## Data entries
# # #

PR #6762, opened 2026-02-24
fix: enable Gunicorn worker recycling with graceful analytics flush

gagantrivedi:
Contributes to https://github.com/Flagsmith/pulumi/issues/162

---

## Summary

- Enable Gunicorn `--max-requests` (default 1000) and `--max-requests-jitter` (default 100) to recycle workers periodically, mitigating memory leaks
- Add `atexit` handler to flush in-process analytics caches (`APIUsageCache`, `FeatureEvaluationCache`) via the task processor before a worker exits, preventing data loss during recycling
- Rename internal flush methods for clarity: `_flush_through_thread` (hot path) vs `_flush_through_task_processor` (shutdown path)

## Context

Without `--max-requests`, Gunicorn workers never recycle and memory leaks accumulate indefinitely. Enabling worker recycling requires flushing any buffered analytics data before exit, otherwise counts are silently lost. The shutdown flush uses `.delay()` (task queue enqueue) rather than `.run_in_thread()` to avoid thread-safety issues during Python interpreter teardown.

Both `GUNICORN_MAX_REQUESTS` and `GUNICORN_MAX_REQUESTS_JITTER` remain configurable via environment variables. Setting `GUNICORN_MAX_REQUESTS=0` disables recycling entirely.

## Test plan

- [x] Unit tests for `flush_on_shutdown` on both cache classes (populated and empty)
- [x] Unit tests for `flush_analytics_caches` atexit handler (happy path and exception handling)
- [x] Unit test for `AppAnalyticsConfig.ready()` atexit registration
- [x] Manual verification: ran Gunicorn with `--max-requests 3`, confirmed atexit handler fires and logs flush on worker recycle

### DIFF
--- a/api/app_analytics/apps.py
+++ b/api/app_analytics/apps.py
@@ -1,6 +1,25 @@
+import atexit
+import logging
+
 from django.apps import AppConfig
+
+logger = logging.getLogger(__name__)
 
 
 class AppAnalyticsConfig(AppConfig):
     default_auto_field = "django.db.models.BigAutoField"
     name = "app_analytics"
+
+    def ready(self) -> None:
+        atexit.register(flush_analytics_caches)
+
+
+def flush_analytics_caches() -> None:
+    try:
+        from app_analytics.services import api_usage_cache
+        from app_analytics.views import feature_evaluation_cache
+
+        api_usage_cache.flush_on_shutdown()
+        feature_evaluation_cache.flush_on_shutdown()
+    except Exception:
+        logger.exception("Failed to flush analytics caches during shutdown")
--- a/api/app_analytics/cache.py
+++ b/api/app_analytics/cache.py
@@ -24,7 +24,7 @@ class APIUsageCache:
         self._last_flushed_at = timezone.now()
         self._lock = Lock()
 
-    def _flush(self) -> None:
+    def _flush_through_thread(self) -> None:
         for key, value in self._cache.items():
             track_request.run_in_thread(
                 kwargs={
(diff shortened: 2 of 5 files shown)


api/app_analytics/apps.py
```diff
@@ -1,6 +1,25 @@
...
 
+logger = logging.getLogger(__name__)
+
 
 class AppAnalyticsConfig(AppConfig):
     default_auto_field = "django.db.models.BigAutoField"
     name = "app_analytics"
+
+    def ready(self) -> None:
+        atexit.register(flush_analytics_caches)
```
khvn26, line 14: Is gunicorn's `worker_exit` hook more suitable for this?

gagantrivedi: I don't see much difference between them for our use case. Can you elaborate a bit more on your reasoning?

api/app_analytics/cache.py
```diff
@@ -39,6 +39,24 @@ def _flush(self) -> None:
...
+                kwargs={
+                    "resource": key.resource.value,
+                    "host": key.host,
+                    "environment_key": key.environment_key,
+                    "count": value,
+                    "labels": dict(key.labels),
+                }
+            )
+        self._cache = {}
+        self._last_flushed_at = timezone.now()
```
matthewelwell, line 54: Couldn't we defer the iteration to the task processor as by just sending over `self._cache` itself as json for example? I don't know how big this cache could be, but I don't love the idea here of creating an indefinite number of tasks on a regular basis.

gagantrivedi: Yeah, good shout! I will add a task for bulk tracking

api/app_analytics/apps.py
khvn26: IMO it'll better document our intent as we do not need to force-flush outside of worker context, and lower the mental fatigue of mapping out the worker lifecycle as we already manage it [here](https://github.com/Flagsmith/flagsmith-common/blob/main/src/common/gunicorn/conf.py).

On a technical level, `worker_exit` is a stronger guarantee that the code will run when we need it to run (i.e. when a worker is marked for recycling).

gagantrivedi:
After further thought, `--max-requests` would just mask underlying issues rather than address them properly. We should be more proactive about identifying and resolving the root causes. We've tracked the issues we've found so far in https://github.com/Flagsmith/pulumi/issues/162 and will work through those. Closing this in favour of that approach.

PR #6781, opened 2026-02-25
fix: Disabling traits persistence prevents traits to be used in segment evaluation

### LINKED ISSUE #6739: Disabling traits persistence prevents traits to be used in segment evaluation

- [ ] Self Hosted with Docker
- [ ] SaaS at flagsmith.com

### Describe the bug

Hello,
I don't know if it's a bug or a misunderstanding on my part, but I've recently disabled the "Persist traits when using client-side SDK keys" option for which the tooltip says : "If enabled, Flagsmith will persist any non-transient traits sent by SDKs using client-side keys when remotely evaluating flags."

My understanding was that the traits would still be used for evaluating the segments, but would not get persisted to the database.
However, on my system (running the latest version of flagsmith at the time of writing this issue), my traits are not used in the evaluation and I simply get the environment default values.

I think this is related to https://github.com/Flagsmith/flagsmith/blob/main/api/environments/sdk/serializers.py#L193-L197
Where we should return instead of an empty list, all traits as transient.
something like:
```
    def validate_traits(self, traits: typing.List[dict] = None):  # type: ignore[no-untyped-def,type-arg,assignment]
        request = self.context["request"]
        if traits and not request.environment.trait_persistence_allowed(request):
            for trait in traits:
                trait["transient"] = True
        return traits
```

### Steps To Reproduce

1. Go to environment settings / sdk settings
2. turn off Persist traits when using client-side SDK keys
3. call getidentity with traits
4. Confirm that the traits are missing from response and flags are only env default

### Expected behavior

Traits (transient or not) should be used to evaluate returned flags

### Screenshots

_No response_

khvn26:

## Changes

Closes #6739.

Added an integration test and updated an existing unit test for the serializer.

### DIFF
--- a/api/environments/sdk/serializers.py
+++ b/api/environments/sdk/serializers.py
@@ -193,5 +193,6 @@ class IdentifyWithTraitsSerializer(
     def validate_traits(self, traits: typing.List[dict] = None):  # type: ignore[no-untyped-def,type-arg,assignment]
         request = self.context["request"]
         if traits and not request.environment.trait_persistence_allowed(request):
-            return []
+            for trait in traits:
+                trait["transient"] = True
         return traits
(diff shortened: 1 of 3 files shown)


Zaimwa9 (approved):
Ok yes, makes complete sense

emyller (approved):

khvn26:
This is not the fix that we're looking for.

PR #6782, opened 2026-02-25
docs: Clarify `allow_client_traits` toggle name and behaviour

khvn26:

## Changes

Contributes to https://github.com/Flagsmith/flagsmith/issues/6739

The `allow_client_traits` toggle was labelled "Persist traits when using client-side SDK keys", which implied traits would still be used for evaluation but simply not saved. In reality, when this setting is off, traits from client-side SDKs are completely ignored — they are neither persisted nor used for segment evaluation. This is intentional: it's a security boundary that prevents untrusted clients from sending arbitrary traits to gain access to segments they shouldn't match.

This PR clarifies the toggle name and documentation to match the actual behaviour:

- **Frontend**: Renamed toggle to "Allow client-side SDKs to set traits" with a description explaining that traits are fully ignored and why.
- **Security docs**: Updated the toggle name reference and expanded the explanation to clarify that traits are not used for evaluation either, not just not persisted.
- **Segments docs**: Updated the toggle name reference and wording.

Verified the changes visually.

### DIFF
--- a/docs/docs/administration-and-security/governance-and-compliance/security.md
+++ b/docs/docs/administration-and-security/governance-and-compliance/security.md
@@ -4,13 +4,18 @@ sidebar_label: Security
 sidebar_position: 40
 ---
 
-## Preventing Client SDKS from setting Traits
+## Preventing Client SDKs from setting Traits
 
 There may be use-cases where you want to prevent client-side SDKs from setting traits of users. For example, if you are
 setting `plan=silver` as a trait, and then enabling/disabling features based on that plan, a malicious user could, with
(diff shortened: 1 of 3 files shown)


matthewelwell (commented):
This looks good to me, and reflects the behaviour I expected from the attribute. We should evaluate the situation and approach for ensuring the logic in the Edge API matches this before merging this though I think?

emyller (approved):
The new text is great. Reading it almost makes it feel like we may be missing a note explaining why we have `allow_client_traits` enabled by default.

# # #

## Exercise brief
Only lines with the word "handler" are wanted; pull each of them from the records.

## Exercise response
- Add `atexit` handler to flush in-process analytics caches (`APIUsageCache`, `FeatureEvaluationCache`) via the task processor before a worker exits, preventing data loss during recycling
- [x] Unit tests for `flush_analytics_caches` atexit handler (happy path and exception handling)
- [x] Manual verification: ran Gunicorn with `--max-requests 3`, confirmed atexit handler fires and logs flush on worker recycle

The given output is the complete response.